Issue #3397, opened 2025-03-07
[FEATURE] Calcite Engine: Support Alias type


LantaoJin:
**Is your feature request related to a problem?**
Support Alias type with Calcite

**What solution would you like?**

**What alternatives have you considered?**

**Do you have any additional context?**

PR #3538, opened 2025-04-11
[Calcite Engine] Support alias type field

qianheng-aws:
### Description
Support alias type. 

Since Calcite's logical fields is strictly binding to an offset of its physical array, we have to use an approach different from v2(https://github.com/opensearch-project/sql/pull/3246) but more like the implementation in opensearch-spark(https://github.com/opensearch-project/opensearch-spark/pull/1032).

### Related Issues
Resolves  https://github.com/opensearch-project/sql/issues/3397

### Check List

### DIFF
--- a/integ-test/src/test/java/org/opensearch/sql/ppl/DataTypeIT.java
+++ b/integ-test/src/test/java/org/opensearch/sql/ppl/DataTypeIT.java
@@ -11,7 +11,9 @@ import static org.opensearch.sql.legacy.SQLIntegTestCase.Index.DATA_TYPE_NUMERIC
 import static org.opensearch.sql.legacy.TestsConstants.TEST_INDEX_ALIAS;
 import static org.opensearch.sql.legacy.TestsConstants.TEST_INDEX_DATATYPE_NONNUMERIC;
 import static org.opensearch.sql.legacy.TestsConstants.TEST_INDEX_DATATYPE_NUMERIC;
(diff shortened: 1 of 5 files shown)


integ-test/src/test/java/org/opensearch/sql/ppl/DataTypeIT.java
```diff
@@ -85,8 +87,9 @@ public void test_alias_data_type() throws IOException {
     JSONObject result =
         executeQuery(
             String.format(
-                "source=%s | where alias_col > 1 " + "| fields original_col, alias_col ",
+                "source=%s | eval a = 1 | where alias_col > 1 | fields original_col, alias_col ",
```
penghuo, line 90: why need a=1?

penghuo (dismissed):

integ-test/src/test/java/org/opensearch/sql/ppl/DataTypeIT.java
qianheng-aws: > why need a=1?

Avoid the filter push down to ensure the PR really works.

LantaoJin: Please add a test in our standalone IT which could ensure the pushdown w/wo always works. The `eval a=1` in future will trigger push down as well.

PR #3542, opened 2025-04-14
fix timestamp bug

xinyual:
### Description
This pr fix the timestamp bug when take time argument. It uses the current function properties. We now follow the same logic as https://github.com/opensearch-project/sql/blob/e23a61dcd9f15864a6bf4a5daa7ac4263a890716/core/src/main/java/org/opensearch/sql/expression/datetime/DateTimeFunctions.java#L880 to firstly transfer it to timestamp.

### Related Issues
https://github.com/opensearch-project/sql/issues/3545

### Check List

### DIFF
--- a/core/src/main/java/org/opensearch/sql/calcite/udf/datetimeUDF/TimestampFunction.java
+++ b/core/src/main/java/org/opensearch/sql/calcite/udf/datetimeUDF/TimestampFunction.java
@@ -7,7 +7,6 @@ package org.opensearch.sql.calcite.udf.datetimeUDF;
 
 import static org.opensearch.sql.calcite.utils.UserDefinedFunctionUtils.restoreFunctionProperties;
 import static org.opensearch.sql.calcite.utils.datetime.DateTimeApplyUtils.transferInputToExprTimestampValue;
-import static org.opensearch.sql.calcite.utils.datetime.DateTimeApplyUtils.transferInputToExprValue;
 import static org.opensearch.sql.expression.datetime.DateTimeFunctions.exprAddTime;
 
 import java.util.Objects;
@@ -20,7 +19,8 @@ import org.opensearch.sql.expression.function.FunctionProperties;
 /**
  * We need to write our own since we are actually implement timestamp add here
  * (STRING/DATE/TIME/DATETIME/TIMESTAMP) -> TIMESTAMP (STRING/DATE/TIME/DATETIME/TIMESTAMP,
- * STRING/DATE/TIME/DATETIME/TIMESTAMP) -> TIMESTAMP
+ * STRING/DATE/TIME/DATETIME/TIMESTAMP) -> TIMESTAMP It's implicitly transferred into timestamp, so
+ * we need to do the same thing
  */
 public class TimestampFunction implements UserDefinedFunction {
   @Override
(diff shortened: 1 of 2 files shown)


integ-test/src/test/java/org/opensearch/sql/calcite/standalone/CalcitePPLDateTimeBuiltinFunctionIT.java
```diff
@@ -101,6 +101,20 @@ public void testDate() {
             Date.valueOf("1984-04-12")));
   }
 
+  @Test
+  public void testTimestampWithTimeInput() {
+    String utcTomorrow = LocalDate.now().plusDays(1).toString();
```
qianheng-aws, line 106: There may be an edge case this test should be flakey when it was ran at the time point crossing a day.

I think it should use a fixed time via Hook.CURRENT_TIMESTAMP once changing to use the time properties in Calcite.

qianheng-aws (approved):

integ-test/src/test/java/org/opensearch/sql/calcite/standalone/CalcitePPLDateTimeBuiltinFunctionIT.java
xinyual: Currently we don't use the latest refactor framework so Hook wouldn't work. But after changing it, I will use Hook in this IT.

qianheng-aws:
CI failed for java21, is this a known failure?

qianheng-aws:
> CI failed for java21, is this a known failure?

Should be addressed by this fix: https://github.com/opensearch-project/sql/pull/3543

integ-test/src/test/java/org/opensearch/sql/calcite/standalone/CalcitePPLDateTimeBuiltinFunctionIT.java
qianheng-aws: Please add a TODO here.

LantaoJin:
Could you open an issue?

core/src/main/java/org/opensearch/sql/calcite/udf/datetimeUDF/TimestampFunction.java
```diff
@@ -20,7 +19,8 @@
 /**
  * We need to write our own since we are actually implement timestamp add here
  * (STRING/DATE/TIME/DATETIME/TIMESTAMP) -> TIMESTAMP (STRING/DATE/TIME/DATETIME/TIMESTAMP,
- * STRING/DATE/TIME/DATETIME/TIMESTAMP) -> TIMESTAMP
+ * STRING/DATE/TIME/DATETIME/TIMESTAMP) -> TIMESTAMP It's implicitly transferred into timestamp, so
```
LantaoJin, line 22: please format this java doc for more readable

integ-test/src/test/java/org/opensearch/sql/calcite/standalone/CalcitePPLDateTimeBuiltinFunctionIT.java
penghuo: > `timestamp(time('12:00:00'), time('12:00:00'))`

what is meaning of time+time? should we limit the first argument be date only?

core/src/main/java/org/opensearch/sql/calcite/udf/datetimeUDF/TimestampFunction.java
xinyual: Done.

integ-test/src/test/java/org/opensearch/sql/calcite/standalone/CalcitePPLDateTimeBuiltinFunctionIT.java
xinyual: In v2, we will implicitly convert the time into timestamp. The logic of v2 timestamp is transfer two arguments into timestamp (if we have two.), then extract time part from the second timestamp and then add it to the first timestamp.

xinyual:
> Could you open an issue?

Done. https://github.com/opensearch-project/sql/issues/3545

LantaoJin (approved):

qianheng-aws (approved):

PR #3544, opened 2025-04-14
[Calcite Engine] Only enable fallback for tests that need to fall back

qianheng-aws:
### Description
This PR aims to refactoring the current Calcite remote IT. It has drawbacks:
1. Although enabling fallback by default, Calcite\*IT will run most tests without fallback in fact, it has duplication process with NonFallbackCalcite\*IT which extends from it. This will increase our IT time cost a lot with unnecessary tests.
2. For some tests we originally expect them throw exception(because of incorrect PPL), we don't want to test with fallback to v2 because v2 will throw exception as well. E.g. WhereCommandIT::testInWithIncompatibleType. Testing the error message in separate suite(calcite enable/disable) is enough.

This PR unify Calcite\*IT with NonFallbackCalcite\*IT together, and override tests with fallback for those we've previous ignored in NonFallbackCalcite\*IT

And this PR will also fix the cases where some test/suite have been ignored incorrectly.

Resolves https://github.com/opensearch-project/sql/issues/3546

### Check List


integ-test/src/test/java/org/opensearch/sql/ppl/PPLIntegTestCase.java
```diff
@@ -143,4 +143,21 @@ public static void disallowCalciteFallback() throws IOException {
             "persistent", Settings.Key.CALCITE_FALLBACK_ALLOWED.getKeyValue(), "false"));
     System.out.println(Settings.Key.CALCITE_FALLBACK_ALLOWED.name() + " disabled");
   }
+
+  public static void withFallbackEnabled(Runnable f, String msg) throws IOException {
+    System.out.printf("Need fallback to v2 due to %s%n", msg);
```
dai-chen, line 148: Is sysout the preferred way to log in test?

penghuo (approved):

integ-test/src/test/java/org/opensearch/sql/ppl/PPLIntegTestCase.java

★ ★ ★ ★ ★ ★ ★

Scan the listing above. Gather each line that contains the word "legacy".

-- ANSWER SECTION --
@@ -11,7 +11,9 @@ import static org.opensearch.sql.legacy.SQLIntegTestCase.Index.DATA_TYPE_NUMERIC
 import static org.opensearch.sql.legacy.TestsConstants.TEST_INDEX_ALIAS;
 import static org.opensearch.sql.legacy.TestsConstants.TEST_INDEX_DATATYPE_NONNUMERIC;
 import static org.opensearch.sql.legacy.TestsConstants.TEST_INDEX_DATATYPE_NUMERIC;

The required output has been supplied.